A couple of days ago, I ran into a Twitter post: https://x.com/VincentS/status/1722674693616910450?s=20

Figure 1

Although I recently turned to Bluesky for social networking (https://bsky.app/profile/changliao.bsky.social),

If you can open the Twitter post with the figure, you might wonder what the intention of this post is. There are a few comments on this post as well. There are some quick takeaways based on my understanding. First, some developers don’t actually write code but might provide suggestions to other developers. Some developers take the time to actually write the code. One comment also pointed out that some GitHub activities are also fake because they are not actually programming activities but instead spell checks. This reminds me that some people also buy GitHub stars for some purposes.

I am from an academic background, so this reflects some reality. Most senior modeling researchers do not code or don’t even have a GitHub account, yet they still claim they are modelers. In contrast, a PhD/postdoc or early career scientist may still participate in programming activities. Thus, their GitHub profile may resemble the figure’s lower part.

So, what prevents senior modelers from coding? My experience and observation provide me with several explanations:

  1. Senior modelers don’t have time for programming. Some are busy with proposals and team building and often have to lend heavy lifting to early careers. Especially if you consider the technology of GitHub is relatively new, many modelers came to fame before GitHub was born.
  2. Senior modelers actually need to gain coding skills. This is also possible because many modelers are more mathematical-based or equation-based and need more experience in computer programming. I have also seen peers use Excel for modeling, which differs from the standard practice.
  3. Senior modelers stopped learning new skills. This might be a deeper problem that most of us ignore.

I will skip reasons 1 and 2 because reason 3 feels more personal. My personal experience is that I received most of my programming training during my undergraduate years, from 2005 to 2009. Most of my C/C++ knowledge was taught in classes. I also had some courses taught in MATLAB for image processing for remote sensing datasets. I self-taught IDL (to replace MATLAB) and C# during my master’s program between 2009 and 2012. I then re-picked up C++ during my PhD 2012-2017. After my Ph.D., I self-taught Python to replace IDL.

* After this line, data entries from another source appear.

PR #142, opened 2022-02-19
Refactor `Doctype`

gsteel:
Instead of introducing a V3 helper here _(Why did I do that?)_, I've re-applied the changes to the existing Doctype helper.

- Removes inheritance
- Adds types
- Adds the `final` keyword
- Removes all runtime mutation
- Changes default doctype to HTML5
- Removes the ability to use custom doctypes
- Removed methods
  - `setView`
  - `getView`
  - `setDoctype`
  - `getDoctype`
  - `getDoctypes`
  - `unsetDoctypeRegistry`
- implements `Stringable`

A number of tests rely on runtime mutation of the current doctype - these have been patched in a pretty ugly way for the time-being.

All of these helpers will eventually be refactored to use constructor injection of the Doctype helper so they can modify their output based on the configured doctype.

Examples are `HeadScript`, `HeadStyle` etc.


src/Helper/DoctypeV3.php
```diff
@@ -0,0 +1,112 @@
...
+    {
+        return $this;
+    }
+
+    public function __toString(): string
+    {
+        return $this->doctypeDeclaration();
+    }
+
+    /** @return non-empty-string */
```
Ocramius: IMO `key-of<self::$docTypeDefinitions>`

src/Helper/DoctypeV3.php
```diff
@@ -0,0 +1,112 @@
...
+    public const XHTML1_RDFA11       = 'XHTML1_RDFA11';
+    public const XHTML_BASIC1        = 'XHTML_BASIC1';
+    public const XHTML5              = 'XHTML5';
+    public const HTML4_STRICT        = 'HTML4_STRICT';
+    public const HTML4_LOOSE         = 'HTML4_LOOSE';
+    public const HTML4_FRAMESET      = 'HTML4_FRAMESET';
+    public const HTML5               = 'HTML5';
+
+    /** @var array<string, non-empty-string> */
+    private static $docTypeDefinitions = [
```
Ocramius: Can be a constant

src/Helper/DoctypeV3.php
```diff
@@ -0,0 +1,112 @@
...
+            ));
+        }
+
+        return self::$docTypeDefinitions[$id];
+    }
+
+    /**
+     * Is doctype XHTML?
+     */
+    public function isXhtml(?string $doctypeId = null): bool
```
Ocramius: Also here, let's restrict these input types as much as possible

Ocramius (changes requested):

src/Helper/DoctypeV3.php
gsteel: Nice - Didn't know that!

src/Helper/Doctype.php
```diff
@@ -32,199 +31,95 @@ class Doctype extends AbstractHelper
...
-
-        return $doctypes[$this->getDoctype()];
+        return $this->doctypeDeclaration();
     }
 
     /**
-     * Register the default doctypes we understand
-     *
-     * @return void
+     * @param DoctypeID|string|null $doctypeId
```
Ocramius, line 78: Thr `|string` kinda kills all type safety introduced here though

Ocramius (approved):

src/Helper/Doctype.php
gsteel: Yes - this was mainly so that the defensive check/exception was worth doing. I figured the check was worth retaining because of less precise inputs from a view script context.

Theoretically, no-one will interact with that method anyhow, unless they are using the helper as a lookup table, and it'll crash for invalid input.

gsteel: Am hoping that I can ship a Psalm plugin and collector (or whatever they're called) so we can get SA on .phtml files BTW

docs/book/v3/helpers/doctype.md
```diff
@@ -18,38 +17,31 @@ The `Doctype` helper allows you to specify one of the following types:
...
-easiest approach is to specify it in your bootstrap:
+The `Doctype` helper requires a constant indicating the desired doctype to its constructor.
+It can then be cast to a string in order to emit the doctype declaration:
 
 ```php
 use Laminas\View\Helper\Doctype;
 
-$doctypeHelper = new Doctype();
-$doctypeHelper->doctype('XHTML1_STRICT');
+$helper = new Doctype(Doctype::HTML5);
```
froschdesign: HTML5 is the default doctype therefore it should be omitted.
A second example with a different doctype would be good.

docs/book/v3/helpers/doctype.md
```diff
@@ -79,13 +71,14 @@ return [
 ];
 ```
 
+!NOTE The default doctype is HTML 5 when no configuration is specified.
```
froschdesign: The syntax is wrong but I would explain this with a second example, see above.

> ## Basic Usage
> 
> Start the admonition with one of the types in capital letters followed by a
> colon.
> The type corresponds with a specific style.
> The type should be followed by the content of the admonition.
> 
> ```markdown
> NOTE: An example of a note.
> ```
>
> ## Type of Admonitions
> 
> | Title / Topic             | Type    |
> |---------------------------|---------|
> | New Feature               | TIP     |
> | Deprecation Warning       | CAUTION |
> | Installation Requirements | MISSING |
> | General Notes             | NOTE    |
> | Security Warning          | WARNING |

froschdesign (changes requested):

froschdesign (approved):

I have used Python and C++ daily, but I still feel I need to improve my programming skills. Why? Because I still need to catch up with the latest C++ and Python features. For an Earth scientist, once you find a solution to do a task, you are very often likely to stick with that solution for a long time. This is what we call a habit. I have seen peers use MATLAB and NCL and refuse to switch to Python even though they know NCL will not be supported.

As scientists, we must focus on the science, not the process or the solution.

On the other hand, our advances in high-performance computing (HPC) often shield our limits in programming skills. I have also seen peers write inferior performance code and run it on HPC. No one will question the code if running on HPC takes a short time. If a code takes a lot of time to run on HPC, most modelers will consider this a computationally expensive code. Most of us will not question whether it is because the code was poorly written. That is also why we need FAIR, so peers can help each other to improve the code.

Most organizations need a mechanism to train scientists to become better modelers. And it ultimately depends on personal career development. Since academia often only rewards publications, only some scientists will invest time in programming. To stay in the game, they will instead use more expensive computers (more considerable project funding) or hire early careers to compensate for the computational demands. Once an early career becomes senior and accesses more resources, they will do the same.